Artificial Intelligence – Predicting the behavior of others on the road

A robot must be able predict the actions of nearby pedestrians and cyclists if it is to safely navigate a vehicle through Boston.

It is difficult to predict behavior. Current artificial intelligence solutions may be too simple (they might assume that pedestrians walk in straight lines), too conservative (to avoid walking, the robot simply parks the car in the garage), or too limited (roads often carry multiple users simultaneously).

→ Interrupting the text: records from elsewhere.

PR #371, opened 2020-11-07
Allow steps to declare always partial datasets

aiwilliams:
This change would allow an integration step to declare that it will always produce partial datasets. For example, a step that ingests Findings would declare that it is not ingesting the complete set, or one that ingests PRs, etc.

Some tests could be added, but I think it good to validate the approach before spending more time on it.


fomentia (approved):

aiwilliams:
@philidem I think the thing remaining here is to include the integration config partial datasets info when initiating the synchronization job, but I think we still want to include them in the summary, right?

philidem:
> @philidem I think the thing remaining here is to include the integration config partial datasets info when initiating the synchronization job, but I think we still want to include them in the summary, right?

What do you mean by "include them in the summary"?

aiwilliams:
> What do you mean by "include them in the summary"?

The call to finalize a job includes the complete list of partial datasets https://github.com/JupiterOne/sdk/blob/47e5b5484cc712831e28df8e8981391489b52920/packages/integration-sdk-runtime/src/synchronization/index.ts#L54

aiwilliams:
Talked with @philidem IRL, it makes sense to include it in the finalization call. The persister will consider it additive to the initialization set of partial types and essentially be insensitive to any repetition.

aiwilliams:
After further consideration and discussion with @philidem, we are NOT going to send any partial dataset info to the persister when initiating the synchronization job, because the persister is NOT going to process data as it comes in at this time. However, this PR is still good as it allows the step to declare the types its processing which are always to be considered partial datasets. This does mean that the integration will have no means of deleting entities/relationships of these types.

packages/integration-sdk-core/src/types/step.ts
```diff
@@ -97,6 +100,21 @@ export interface StepGraphObjectMetadataProperties {
...
+   * This is useful in steps that ingest an ever growing list of entities and
+   * their relationships, ensuring the synchronization system does not delete
+   * older data that will not be seen as ingestion progresses through the list
+   * over numerous executions. For example:
+   *
+   * * Vulnerability findings
+   * * SCM pull requests
+   * * Ticket systems
+   */
+  partialDatasets?: PartialDatasets[];
```
ndowmon, line 117: I'm actually wondering if this information should be an optional property on `StepEntityMetadata` and `StepRelationshipsMetadata`. That way, this information can easily make its way into automated documentation in the future.

packages/integration-sdk-runtime/src/execution/__tests__/executeIntegration.test.ts
```diff
@@ -341,6 +341,164 @@ describe('executeIntegrationInstance', () => {
...
+            {
+              types: ['test_b2'],
+            },
+          ],
+          status: StepResultStatus.PARTIAL_SUCCESS_DUE_TO_DEPENDENCY_FAILURE,
+        },
+      ],
+      metadata: {
+        partialDatasets: {
+          types: ['test_a', 'test_b2', 'test_b'],
```
ndowmon, line 417: I don't think you have a test about this but I just want to be clear - if `step-a` has a partial dataset, but is successful, it still has `StepResultStatus.SUCCESS`, correct? and `step-b`, which depends on `step-a`, will be marked as `StepResultStatus.SUCCESS` as opposed to `StepResultStatus. PARTIAL_SUCCESS_DUE_TO_DEPENDENCY_FAILURE`?

charlieduong94: Def would be good to add a test for the `SUCCESS` case.

aiwilliams: That's correct @ndowmon, added a test 👍

packages/integration-sdk-core/src/types/step.ts
aiwilliams: I think this is a great idea. I'll take a stab at reworking it....

ndowmon (approved):
This is really nice. Thanks @aiwilliams !

packages/integration-sdk/CHANGELOG.md
```diff
@@ -14,10 +14,11 @@ and this project adheres to
 - `ExecutionContext.history?: ExecutionHistory` provides information about the
   `lastExecution` and `lastSuccessfulExecution`. Integrations may use this to
   limit data ingestion.
-
 - Allow `executeIntegrationInstance` to take a custom `GraphObjectStore`
 - Expose `BucketMap` and `FileSystemGraphObjectStore` from
   `@jupiterone/integration-sdk-runtime`
+- Steps may declare `partialDatasets` in their metadata to indicate that they
+  will never ingest a complete set of some `_type`s of entities/relationships.
```
aiwilliams, line 21: D'oh, missed updating this, will get in CHANGELOG for release PR.

PR #372, opened 2020-11-07
Upload entities and relationships continuously during ingestion

aiwilliams:
After reviewing the code, I think the easiest way to get this feature working is through the `GraphObjectStore` interface, which the `JobState` implementation interacts to get entities and relationships out of memory. I am thinking to have an implementation of the `GraphObjectStore` that wraps a `FileSystemGraphObjectStore` and a reference to an initiated `SynchronizationJob` and something like a `PersisterService`. When the `GraphObjectStore.flush()` function is invoked (including threshold-induced invocations), it will queue up requests to upload the data.

The managed runtime would use this this all the time, the CLI could be left unchanged or we could easily support an option like `--continuous-upload`.

Please let me know if you think this approach is sound and I'll continue to push it forward.

### DIFF
--- a/packages/integration-sdk-runtime/src/execution/__tests__/dependencyGraph.test.ts
+++ b/packages/integration-sdk-runtime/src/execution/__tests__/dependencyGraph.test.ts
@@ -6,25 +6,29 @@ import waitForExpect from 'wait-for-expect';
 
 import {
   Entity,
-  Relationship,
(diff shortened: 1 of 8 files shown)


fomentia:
This seems like a good approach to me! 👍🏻

austinkelleher (approved):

Researchers at MIT have found a simple way to solve this complex problem. The researchers break down a multiagent prediction problem and tackle each one separately, so that a computer can solve the complex task in real time.

The behavior-prediction framework uses these relationships to predict the future for multiple agents. It first determines which road user (pedestrian, cyclist, car) has right of way and which agent will yield.

These trajectories were better than any other machine-learning models and were comparable to real traffic flow from a huge dataset collected by Waymo, an autonomous driving company. Waymo’s model was even better than the one developed by MIT. Their technique required less memory because they broke down the problem into smaller pieces.

“This is an intuitive idea that no one has ever fully explored, but it works very well. It’s a great advantage that it is so simple. Our model is compared with models from other companies in the field. We found that our model performs well against this demanding benchmark. This model has a lot of potential,” co-lead author Xin Cyrus Huang, a graduate student at the Department of Aeronautics and Astronautics and a research associate in the lab of Brian Williams (professor of aeronautics and an astronautics) and a member of Computer Science and Artificial Intelligence Laboratory.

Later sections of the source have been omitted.